**Task prompt**
Below are records; quote them exactly from the first line through the line that contains "-6,6 +6,14 @@".
╭─ Source material
PR #278, opened 2021-02-02
Sortable Component: image support

AndrwM:
BUILD-717

## Description
Adds an optional image to the Sortable component. The image sets its height and min-width to be 45px per the spec, the image width flexes to fill the available space on desktop displays.

### Screenshots

|  mobile  |  wide  |
|--------|--------|
|image|image|

## Test notes
Component location in docs: http://localhost:4000/pages/object/sortable

## Related
BUILD-717

### DIFF
--- a/docs/lib/sage_rails/app/views/sage_components/_sage_sortable_item.html.erb
+++ b/docs/lib/sage_rails/app/views/sage_components/_sage_sortable_item.html.erb
@@ -6,6 +6,14 @@
   data-js-sortable-update-url="<%= component.url_update %>"
   <%= "id=#{component.id}" if component.id %>
 >
+  <% if component.image.present? %>
+    <div class="sage-sortable__item-image">
+      <img
+        src="<%= component.image %>"
+        alt="Cover for <%= component.title %>"
+      />
+    </div>
+  <% end %>
   <div class="sage-sortable__item-content">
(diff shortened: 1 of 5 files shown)


packages/sage-react/lib/Sortable/SortableItem.jsx
```diff
@@ -22,6 +23,11 @@ export const SortableItem = ({
       {...rest}
       className={className}
     >
+      {image && (
+        <div className="sage-sortable__item-image">
+          <img src={image} />
```
philschanely, line 28: I think we need an empty `alt` attribute here for a11y.

docs/lib/sage_rails/app/views/sage_components/_sage_sortable_item.html.erb
```diff
@@ -6,6 +6,11 @@
   data-js-sortable-update-url="<%= component.url_update %>"
   <%= "id=#{component.id}" if component.id %>
 >
+  <% if component.image.present? %>
+    <div class="sage-sortable__item-image">
+      <img src="<%= component.image %>" />
```
philschanely, line 11: I think we need an empty `alt` attribute here for a11y.

philschanely (approved):
Two small adjustments and then 👍  from me!

AndrwM:
@philschanely updated! thanks

PR #279, opened 2021-02-02
Modal content spacing and cleanup

philschanely:
## Description

This PR does some work with Modals in Rails including:

- Adds a spacing parameter on `ModalContent` to allow for `panel` and `card` grid spacing.
- Implements `header_aside` section in `ModalContent`
- Updates documentation for modals to match

## Test notes

See Objects > Modal

### Steps for testing
Existing modals should be unaffected. Check the following to confirm:

- [ ] Product catalogue (Rails)
- [ ] Product outline (React)
- [ ] Contact import mapping step (React)

### DIFF
--- a/docs/app/views/examples/objects/modal/_props.html.erb
+++ b/docs/app/views/examples/objects/modal/_props.html.erb
@@ -40,6 +40,12 @@
   <td><%= md("`nil`") %></td>
 </tr>
 <tr>
+  <td><%= md("Section: `header_aside`") %></td>
+  <td><%= md("Populates the `sage-modal__header-aside`.") %></td>
+  <td><%= md("String") %></td>
+  <td><%= md("`nil`") %></td>
+</tr>
+<tr>
   <td><%= md("Section: `footer`") %></td>
   <td><%= md("Populates the `sage-modal__footer`.") %></td>
   <td><%= md("String") %></td>
--- a/docs/app/views/examples/objects/modal/_props.html.erb
+++ b/docs/app/views/examples/objects/modal/_props.html.erb
@@ -1,26 +1,53 @@
 <tr>
-  <td>active</td>
-  <td>Enabling this property will return the JS early to not initialize any handlers.</td>
-  <td>Boolean</td>
-  <td>null</td>
+  <td><%= md("`active`") %></td>
+  <td><%= md("Enabling this property will return the JS early to not initialize any handlers.") %></td>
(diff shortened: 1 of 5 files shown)


pixelflips (approved):
LGTM 👍🏼

packages/sage-assets/lib/stylesheets/patterns/objects/_modal.scss
```diff
@@ -84,6 +84,24 @@ $-modal-padding-y: sage-spacing(md);
   @include clearfix;
 }
 
+.sage-modal__content--spacing-panel {
+  @include sage-grid-panel();
+
+  // Undo clearfix
+  &::after {
```
monkeypox8, line 91: I can't seem to recall why the clearfix is even needed in the default `.sage-modal__content`. Was it to fix an existing issue?

docs/app/views/examples/objects/modal/_props.html.erb
```diff
@@ -1,26 +1,59 @@
...
+  <td><%= md("Boolean") %></td>
+  <td><%= md("`nil`") %></td>
 </tr>
 <tr>
-  <td>disable_close</td>
-  <td>Enabling this property will return the JS early to not initialize any handlers.</td>
-  <td>Boolean</td>
-  <td>null</td>
+  <td><%= md("`disable_close`") %></td>
+  <td><%= md("Enabling this property will return the JS early to not initialize any handlers.") %></td>
```
monkeypox8, line 9: Should this be something more along the lines of "Enabling this property will prevent the 'close' button from being rendered"?

monkeypox8 (approved):
👍🏼 LGTM, looks to be a useful addition to the modal variations. May be of particular interest to @kajabijamell since I believe he had been working on a similar layout.

docs/app/views/examples/objects/modal/_props.html.erb
philschanely: Good point. I did not inspect this but just tidied up the formatting. Will do in a follow up. i think it is actually accurate but I see the property could be misleading; one has to manually add the close button ATM and that might be nice to automate.

packages/sage-assets/lib/stylesheets/patterns/objects/_modal.scss
philschanely: i tried not to look at the blame... not sue why we even _have_ the clearfix these days 😂

Issue #935, opened 2021-10-22
[Enhancement] PanelRow/PanelListItem/CardRow/CardListItem/SortableItemCustom: Grid template adjustments


philschanely:
- [x] Make `grid_template` optional on the following Rails and React components:
  - [x] PanelRow
  - [x] PanelListItem
  - [x] CardRow
  - [x] CardListItem
  - [x] SortableItemCustom
- [x] Ensure the layout without a grid template provided is a pleasing default for all these.
  - Default is a CSS grid set to `justify-content: space-between` which may work fine. Consider whether switching to `justify-content: start` might be a better default?
  - This is likely safe to modify as long as `grid_template` functionality remains same when set since all current implementations of these components have had the `grid_template` enforced up to this point.
- [x] Add new `gap` override option on these as well.
  - Existing default gaps should persist to ensure the correct gaps are applied based on context (32 for stage, 24 for panel, 16 for card).
  - However, within these, other gaps should also be possible to specify from existing spacer tokens and override the default above.

PR #974, opened 2021-11-01
[SAGE-935] Panel, Card, Sortable Optional Grid Template & Gap

pixelflips:
## Description
Makes `grid-template` optional and adds optional `gap` attribute to the following components:

-  PanelRow
-  PanelListItem
-  CardRow
-  CardListItem
-  SortableItemCustom

Note: the current default gaps will not change but additional sizes can now be passed in as needed.

## Screenshots
There are no visual changes related to these adjustments.

## Testing in `sage-lib`

PANEL:

- Navigate to [Panel](http://localhost:4000/pages/component/panel) ([Storybook](http://localhost:4100/?path=/docs/sage-panel--default))
- Verify no layout has changed.
- Try removing grid template or adding gap attribute to `panelRow` or `panelListItem`

CARD:

- Navigate to [Card](http://localhost:4000/pages/component/card) ([Storybook](http://localhost:4100/?path=/docs/sage-card--default))
- Verify no layout has changed.
- Try removing grid template or adding gap attribute to `cardlRow` or `cardListItem`

SORTABLE:

- Navigate to [Sortable](http://localhost:4000/pages/component/sortable)
- Verify no layout has changed.
- Try removing grid template or adding gap attribute to `SortableItemCustom`

1. (**MEDIUM**) Make grid-template optional and adds an optional gap attribute to components.
   - [ ] A sanity check in KP should be performed to verify no layout issues appear.

## Related
#935

### DIFF
--- a/docs/app/views/examples/components/card/_props.html.erb
+++ b/docs/app/views/examples/components/card/_props.html.erb
@@ -25,3 +25,33 @@
   <td><%= md('Optionally: `"sm"`') %></td>
   <td><%= md('`--`') %></td>
 </tr>
+<tr>
+  <td colspan="4"><%= md('**Card List Item**') %></td>
+</tr>
+<tr>
+  <td><%= md('`grid_template`') %></td>
+  <td><%= md('Sets the grid template to be used in the row of the component. See the [Grid Templates](http://sage-design-system.kajabi.com/pages/layout/grid_templates) to decide which pattern.') %></td>
+  <td><%= md('String') %></td>
+  <td><%= md('`nil`') %></td>
+</tr>
+<tr>
+  <td><%= md('`gap`') %></td>
+  <td><%= md('Adjusts the size of the gap between items in a list item.') %></td>
+  <td><%= md('Optionally: [`:xs` | `:sm` | `:md` | `:lg`]') %></td>
+  <td><%= md('`nil`') %></td>
+</tr>
+<tr>
+  <td colspan="4"><%= md('**Card Row**') %></td>
+</tr>
+<tr>
+  <td><%= md('`grid_template`') %></td>
+  <td><%= md('Sets the grid template to be used in the row of the component. See the [Grid Templates](http://sage-design-system.kajabi.com/pages/layout/grid_templates) to decide which pattern.') %></td>
+  <td><%= md('String') %></td>
+  <td><%= md('`nil`') %></td>
+</tr>
+<tr>
+  <td><%= md('`gap`') %></td>
+  <td><%= md('Adjusts the size of the gap between items in a card row.') %></td>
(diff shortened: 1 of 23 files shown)


pixelflips:
@QuintonJason not sure how much or if any of this might help/overlap with any of your sortable work, but just pinging you here just in case.

docs/lib/sage_rails/app/sage_components/sage_card_row.rb
```diff
@@ -1,6 +1,7 @@
 class SageCardRow < SageComponent
   set_attribute_schema({
-    grid_template: SageSchemas::GRID_TEMPLATE,
+    grid_template: [:optional, NilClass, SageSchemas::GRID_TEMPLATE],
+    gap: [:optional, NilClass, Set.new([:xs, :sm, :md, :lg])],
```
joedakroub, line 4: For my own understanding, is the `NilClass` needed for the `gap` property?

pixelflips: @joedakroub from my understanding we need it because Sortable consumes the SageCardRow. @philschanely had a much better explanation so hopefully, he can chime in as well.

joedakroub (approved):
I tested this locally and all looks well from what I can see. I added one minor comment, not a blocker. This looks great Phillip! Nice work. 👍🏼

monkeypox8 (approved):
👍 LGTM! Really helpful changes here. Great work!

docs/app/views/examples/components/card/_props.html.erb
```diff
@@ -25,3 +25,33 @@
   <td><%= md('Optionally: `"sm"`') %></td>
   <td><%= md('`--`') %></td>
 </tr>
+<tr>
+  <td colspan="4"><%= md('**Card List Item**') %></td>
+</tr>
+<tr>
+  <td><%= md('`grid_template`') %></td>
+  <td><%= md('Sets the grid template to be used in the row of the component. See the [Grid Templates](http://sage-design-system.kajabi.com/pages/layout/grid_templates) to decide which pattern.') %></td>
```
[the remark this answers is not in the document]
pixelflips: @monkeypox8 great catch! I'll adjust those and it does look like we can use relative URLs just fine.

docs/lib/sage_rails/app/sage_components/sage_card_row.rb
philschanely: I have found this is helpful for components that may be nested within others and where such values are populated by that parent component. In those cases if the value might possibly be not available, the child component would error out since the `nil` value would not be allowed. I have therefore taken to making `NilClass` a possible value on any optional properties since then.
╰─
**Response to this exercise**
PR #278, opened 2021-02-02
Sortable Component: image support

AndrwM:
BUILD-717

## Description
Adds an optional image to the Sortable component. The image sets its height and min-width to be 45px per the spec, the image width flexes to fill the available space on desktop displays.

### Screenshots

|  mobile  |  wide  |
|--------|--------|
|image|image|

## Test notes
Component location in docs: http://localhost:4000/pages/object/sortable

## Related
BUILD-717

### DIFF
--- a/docs/lib/sage_rails/app/views/sage_components/_sage_sortable_item.html.erb
+++ b/docs/lib/sage_rails/app/views/sage_components/_sage_sortable_item.html.erb
@@ -6,6 +6,14 @@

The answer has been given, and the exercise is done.